> **What needs to be done**
Your task is to retype all of the records below with complete accuracy.
*** Opening Supplied entries ***
PR #716, opened 2023-06-12
60122 va select inert

rhasselle-oddball:
## Chromatic

https://60122-va-select-inert--60f9b557105290003b387cd5.chromatic.com

## Description
- department-of-veterans-affairs/va.gov-team#60122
*** Closing Supplied entries ***
> **Solution for this task**
PR #716, opened 2023-06-12
60122 va select inert

rhasselle-oddball:
## Chromatic

https://60122-va-select-inert--60f9b557105290003b387cd5.chromatic.com

## Description
- department-of-veterans-affairs/va.gov-team#60122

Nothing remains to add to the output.